Problem details
All records should be written out again exactly.

Recorded data
PR #1061, opened 2024-01-23
chore: Bump dev deps, removed unused deps, correct Netlify redirects, add `jsconfig.json`

rschristian:
Few less warnings upon install and signals of outdated deps in the `package.json`

Some of the bigger runtime deps seem to have issues (bumping Preact does some weird stuff to the header in particular), w/ look into those separately.


jsconfig.json
```diff
@@ -0,0 +1,13 @@
+{
```
rschristian, line 1: There's a, uh, fair number of red squiggles now, but most of them are things we should probably be tracking.

Dunno about other editors, TS only runs in mine w/ a `js/tsconfig` available

preact.config.js
```diff
@@ -114,14 +112,14 @@ export default function (config, env, helpers) {
...
+				context: __dirname,
+				from: 'src/_redirects',
+				to: '_redirects',
 				toType: 'file'
 			}]
 		);
-
-		netlifyPlugin(config, {
-			redirects: fs.readFileSync('src/_redirects', 'utf-8').trim().split('\n')
-		});
```
rschristian, line 124: Accidentally broken with the v4 migration, simply checked out an older version of the repo to see what the plugin added and it was only a single redirect. Easy enough to just copy into source.

src/lib/router.js
```diff
@@ -1,46 +0,0 @@
-import { useEffect, useState } from 'preact/hooks';
```
rschristian, line 1: Looks to have been unused for years.

package.json
```diff
@@ -1,25 +1,22 @@
...
+    "node": ">=18"
   },
   "scripts": {
     "dev": "concurrently \"npm run dev:client\" \"npm run dev:lambda\"",
     "dev:client": "preact watch --no-refresh",
     "dev:lambda": "netlify-lambda serve src/lambda",
     "start": "npm run -s server",
     "prestart": "npm run -s build",
-    "server": "superstatic build -p ${PORT:-8080} --host 0.0.0.0 --gzip -c '{\"rewrites\": [{\"source\":\"**\",\"destination\":\"index.html\"}],\"headers\":[{\"source\":\"**\",\"headers\":[{\"key\":\"Cache-Control\",\"value\":\"max-age=31536000\"}]}]}'",
+    "server": "superstatic build -p ${PORT:-8080} --host 0.0.0.0 --compression -c '{\"headers\":[{\"source\":\"**\",\"headers\":[{\"key\":\"Cache-Control\",\"value\":\"max-age=31536000\"}]}]}'",
```
rschristian, line 14: Doesn't look like the rewrite works but we shouldn't want that as we are prerendering all pages.

rschristian, line 14: AFAICT, the rewriting doesn't work and I don't think we'd want that? Ideally we'd have a 404 fallback but I can't see how to easily set that up.

marvinhagemeister (approved):

PR #1065, opened 2024-01-26
docs: update zh getting-started

rxliuli:
Currently, the **Getting Started > Create a Vite-Powered Preact App** section is not translated into Chinese, and it still recommends using the old **Preact CLI**. This inconsistency on the first page is quite misleading, so I making a modification.


rschristian (approved):
Thanks!

Languages other than English are entirely community-contributed, we don't maintain the content as none of us speak the language.

PR #1069, opened 2024-02-04
refactor: Keep tutorial titles in w/ markdown content

rschristian:
Similar to #1058, but for the tutorial pages.

No real need to extract it and keeping it together ensures less tearing.


src/components/controllers/tutorial/index.js
```diff
@@ -278,8 +277,6 @@ function TutorialView({
 				}
 			>
 				<div class={style.tutorialWindow} ref={content}>
-					<h1 class={style.title}>{title}</h1>
```
rschristian, line 281: `style.title` doesn't actually exist so it didn't need to be cleaned up in the CSS.

marvinhagemeister (approved):

PR #1406, opened 2026-09-17
Add Extension.js to Integrations

cezaraugusto:
[Extension.js](https://github.com/extension-js/extension.js) builds browser extensions with Preact and no build config. one manifest.json produces the Chrome, Edge, Firefox and Safari build, `extension dev` opens the browser with the extension loaded, and popup, options and devtools pages hot reload their Preact components

sample:

https://github.com/user-attachments/assets/650249c9-8bc3-4012-a81c-3de4df442774

docs: https://extension.js.org, and the Preact templates open in the browser at https://templates.extension.dev/preact

I maintain it, MIT


rschristian (approved):
Thanks!

PR #669, opened 2024-04-30
Psr-751 UI Error scenarios

kberec:


app/controllers/JourneyRecoveryController.scala
```diff
@@ -18,37 +18,52 @@ package controllers
...
 
-  def onPageLoad(continueUrl: Option[RedirectUrl] = None): Action[AnyContent] = identify { implicit request =>
-    val safeUrl: Option[String] = continueUrl.flatMap { unsafeUrl =>
-      unsafeUrl.getEither(OnlyRelative) match {
-        case Right(safeUrl) =>
-          Some(safeUrl.url)
-        case Left(message) =>
-          logger.info(message)
-          None
+  def onPageLoad(continueUrl: Option[RedirectUrl] = None, answersSavedDisplayVersion: Int = 0): Action[AnyContent] =
```
westwater, line 43: I'm not super clear on what `answersSavedDisplayVersion` does

kberec: Which of these two to render:
```
journeyRecovery.guidance2.version1 = We have saved your answers.
journeyRecovery.guidance2.version2 = We have saved your answers in this section until you are signed out.
```
I tried to do it with enum, but it got complicated so I went with Int up for now.

app/services/PsrSubmissionService.scala
```diff
@@ -55,13 +56,19 @@ class PsrSubmissionService @Inject()(
 
   def submitPsrDetailsWithUA(
     srn: Srn,
-    userAnswers: UserAnswers
+    userAnswers: UserAnswers,
+    optFallbackCall: Option[Call] = None
```
cyeniceri, line 60: Why are we using this fallbackCall as an option ? Couldn't see anywhere sent None.

cyeniceri (commented):
In my opinion, we should do this error handling on Controller level instead in connector.
I mean, send the response from the corresponding controller, get response code after executing API call, and decide what to do according to the response code in same controller. 

To unblock other tickets, we can create a different ticket and refactor here which I suggest.

app/services/PsrSubmissionService.scala
kberec: As this was introduced gradually across all the 28 commits :) 
We can refactor later if you think that is useful.

kberec:
> In my opinion, we should do this error handling on Controller level instead in connector. I mean, send the response from the corresponding controller, get response code after executing API call, and decide what to do according to the response code in same controller.
> 
> To unblock other tickets, we can create a different ticket and refactor here which I suggest.

Yes, we could do that as a refactoring. In that case each controller code that calls this should be re-written. We would also lose the central place to handle BE errors (ErrorsHandler.onServerError).

cyeniceri:
> > In my opinion, we should do this error handling on Controller level instead in connector. I mean, send the response from the corresponding controller, get response code after executing API call, and decide what to do according to the response code in same controller.
> > To unblock other tickets, we can create a different ticket and refactor here which I suggest.
> 
> Yes, we could do that as a refactoring. In that case each controller code that calls this should be re-written. We would also lose the central place to handle BE errors (ErrorsHandler.onServerError).

ErrorsHandler will stay same, we just throw the relevant exception with relevant parameters in each controller. Rest will be done by ErrorsHandler centrally

cyeniceri (approved):

PR #674, opened 2024-05-07
PSR-919 data displayed as user entered

narendrapaduchuri:


app/controllers/nonsipp/bondsdisposal/ReportBondsDisposalListController.scala
```diff
@@ -188,12 +188,14 @@ class ReportBondsDisposalListController @Inject()(
...
       .map {
         case indexes @ (index, _) =>
-          request.userAnswers
+          index -> request.userAnswers
             .get(BondsCompleted(srn, index))
             .getOrRecoverJourney
             .map(bondsDisposal => (indexes, bondsDisposal))
       }
       .toList
+      .sortBy { case (index, _) => index.value }
```
kberec, line 197: This sorts the primary index but it doesn't sort the secondary index (disposal index).
There is however an additional change coming in in the future to convert the reported disposal list page to a nested version (I think PSR-1018), so it might be not worthwhile to sort by the secondary index too, unless it is a very quick fix.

Answer to this exercise
PR #1061, opened 2024-01-23
chore: Bump dev deps, removed unused deps, correct Netlify redirects, add `jsconfig.json`

rschristian:
Few less warnings upon install and signals of outdated deps in the `package.json`

Some of the bigger runtime deps seem to have issues (bumping Preact does some weird stuff to the header in particular), w/ look into those separately.


jsconfig.json
```diff
@@ -0,0 +1,13 @@
+{
```
rschristian, line 1: There's a, uh, fair number of red squiggles now, but most of them are things we should probably be tracking.

Dunno about other editors, TS only runs in mine w/ a `js/tsconfig` available

preact.config.js
```diff
@@ -114,14 +112,14 @@ export default function (config, env, helpers) {
...
+				context: __dirname,
+				from: 'src/_redirects',
+				to: '_redirects',
 				toType: 'file'
 			}]
 		);
-
-		netlifyPlugin(config, {
-			redirects: fs.readFileSync('src/_redirects', 'utf-8').trim().split('\n')
-		});
```
rschristian, line 124: Accidentally broken with the v4 migration, simply checked out an older version of the repo to see what the plugin added and it was only a single redirect. Easy enough to just copy into source.

src/lib/router.js
```diff
@@ -1,46 +0,0 @@
-import { useEffect, useState } from 'preact/hooks';
```
rschristian, line 1: Looks to have been unused for years.

package.json
```diff
@@ -1,25 +1,22 @@
...
+    "node": ">=18"
   },
   "scripts": {
     "dev": "concurrently \"npm run dev:client\" \"npm run dev:lambda\"",
     "dev:client": "preact watch --no-refresh",
     "dev:lambda": "netlify-lambda serve src/lambda",
     "start": "npm run -s server",
     "prestart": "npm run -s build",
-    "server": "superstatic build -p ${PORT:-8080} --host 0.0.0.0 --gzip -c '{\"rewrites\": [{\"source\":\"**\",\"destination\":\"index.html\"}],\"headers\":[{\"source\":\"**\",\"headers\":[{\"key\":\"Cache-Control\",\"value\":\"max-age=31536000\"}]}]}'",
+    "server": "superstatic build -p ${PORT:-8080} --host 0.0.0.0 --compression -c '{\"headers\":[{\"source\":\"**\",\"headers\":[{\"key\":\"Cache-Control\",\"value\":\"max-age=31536000\"}]}]}'",
```
rschristian, line 14: Doesn't look like the rewrite works but we shouldn't want that as we are prerendering all pages.

rschristian, line 14: AFAICT, the rewriting doesn't work and I don't think we'd want that? Ideally we'd have a 404 fallback but I can't see how to easily set that up.

marvinhagemeister (approved):

PR #1065, opened 2024-01-26
docs: update zh getting-started

rxliuli:
Currently, the **Getting Started > Create a Vite-Powered Preact App** section is not translated into Chinese, and it still recommends using the old **Preact CLI**. This inconsistency on the first page is quite misleading, so I making a modification.


rschristian (approved):
Thanks!

Languages other than English are entirely community-contributed, we don't maintain the content as none of us speak the language.

PR #1069, opened 2024-02-04
refactor: Keep tutorial titles in w/ markdown content

rschristian:
Similar to #1058, but for the tutorial pages.

No real need to extract it and keeping it together ensures less tearing.


src/components/controllers/tutorial/index.js
```diff
@@ -278,8 +277,6 @@ function TutorialView({
 				}
 			>
 				<div class={style.tutorialWindow} ref={content}>
-					<h1 class={style.title}>{title}</h1>
```
rschristian, line 281: `style.title` doesn't actually exist so it didn't need to be cleaned up in the CSS.

marvinhagemeister (approved):

PR #1406, opened 2026-09-17
Add Extension.js to Integrations

cezaraugusto:
[Extension.js](https://github.com/extension-js/extension.js) builds browser extensions with Preact and no build config. one manifest.json produces the Chrome, Edge, Firefox and Safari build, `extension dev` opens the browser with the extension loaded, and popup, options and devtools pages hot reload their Preact components

sample:

https://github.com/user-attachments/assets/650249c9-8bc3-4012-a81c-3de4df442774

docs: https://extension.js.org, and the Preact templates open in the browser at https://templates.extension.dev/preact

I maintain it, MIT


rschristian (approved):
Thanks!

PR #669, opened 2024-04-30
Psr-751 UI Error scenarios

kberec:


app/controllers/JourneyRecoveryController.scala
```diff
@@ -18,37 +18,52 @@ package controllers
...
 
-  def onPageLoad(continueUrl: Option[RedirectUrl] = None): Action[AnyContent] = identify { implicit request =>
-    val safeUrl: Option[String] = continueUrl.flatMap { unsafeUrl =>
-      unsafeUrl.getEither(OnlyRelative) match {
-        case Right(safeUrl) =>
-          Some(safeUrl.url)
-        case Left(message) =>
-          logger.info(message)
-          None
+  def onPageLoad(continueUrl: Option[RedirectUrl] = None, answersSavedDisplayVersion: Int = 0): Action[AnyContent] =
```
westwater, line 43: I'm not super clear on what `answersSavedDisplayVersion` does

kberec: Which of these two to render:
```
journeyRecovery.guidance2.version1 = We have saved your answers.
journeyRecovery.guidance2.version2 = We have saved your answers in this section until you are signed out.
```
I tried to do it with enum, but it got complicated so I went with Int up for now.

app/services/PsrSubmissionService.scala
```diff
@@ -55,13 +56,19 @@ class PsrSubmissionService @Inject()(
 
   def submitPsrDetailsWithUA(
     srn: Srn,
-    userAnswers: UserAnswers
+    userAnswers: UserAnswers,
+    optFallbackCall: Option[Call] = None
```
cyeniceri, line 60: Why are we using this fallbackCall as an option ? Couldn't see anywhere sent None.

cyeniceri (commented):
In my opinion, we should do this error handling on Controller level instead in connector.
I mean, send the response from the corresponding controller, get response code after executing API call, and decide what to do according to the response code in same controller. 

To unblock other tickets, we can create a different ticket and refactor here which I suggest.

app/services/PsrSubmissionService.scala
kberec: As this was introduced gradually across all the 28 commits :) 
We can refactor later if you think that is useful.

kberec:
> In my opinion, we should do this error handling on Controller level instead in connector. I mean, send the response from the corresponding controller, get response code after executing API call, and decide what to do according to the response code in same controller.
> 
> To unblock other tickets, we can create a different ticket and refactor here which I suggest.

Yes, we could do that as a refactoring. In that case each controller code that calls this should be re-written. We would also lose the central place to handle BE errors (ErrorsHandler.onServerError).

cyeniceri:
> > In my opinion, we should do this error handling on Controller level instead in connector. I mean, send the response from the corresponding controller, get response code after executing API call, and decide what to do according to the response code in same controller.
> > To unblock other tickets, we can create a different ticket and refactor here which I suggest.
> 
> Yes, we could do that as a refactoring. In that case each controller code that calls this should be re-written. We would also lose the central place to handle BE errors (ErrorsHandler.onServerError).

ErrorsHandler will stay same, we just throw the relevant exception with relevant parameters in each controller. Rest will be done by ErrorsHandler centrally

cyeniceri (approved):

PR #674, opened 2024-05-07
PSR-919 data displayed as user entered

narendrapaduchuri:


app/controllers/nonsipp/bondsdisposal/ReportBondsDisposalListController.scala
```diff
@@ -188,12 +188,14 @@ class ReportBondsDisposalListController @Inject()(
...
       .map {
         case indexes @ (index, _) =>
-          request.userAnswers
+          index -> request.userAnswers
             .get(BondsCompleted(srn, index))
             .getOrRecoverJourney
             .map(bondsDisposal => (indexes, bondsDisposal))
       }
       .toList
+      .sortBy { case (index, _) => index.value }
```
kberec, line 197: This sorts the primary index but it doesn't sort the secondary index (disposal index).
There is however an additional change coming in in the future to convert the reported disposal list page to a nested version (I think PSR-1018), so it might be not worthwhile to sort by the secondary index too, unless it is a very quick fix.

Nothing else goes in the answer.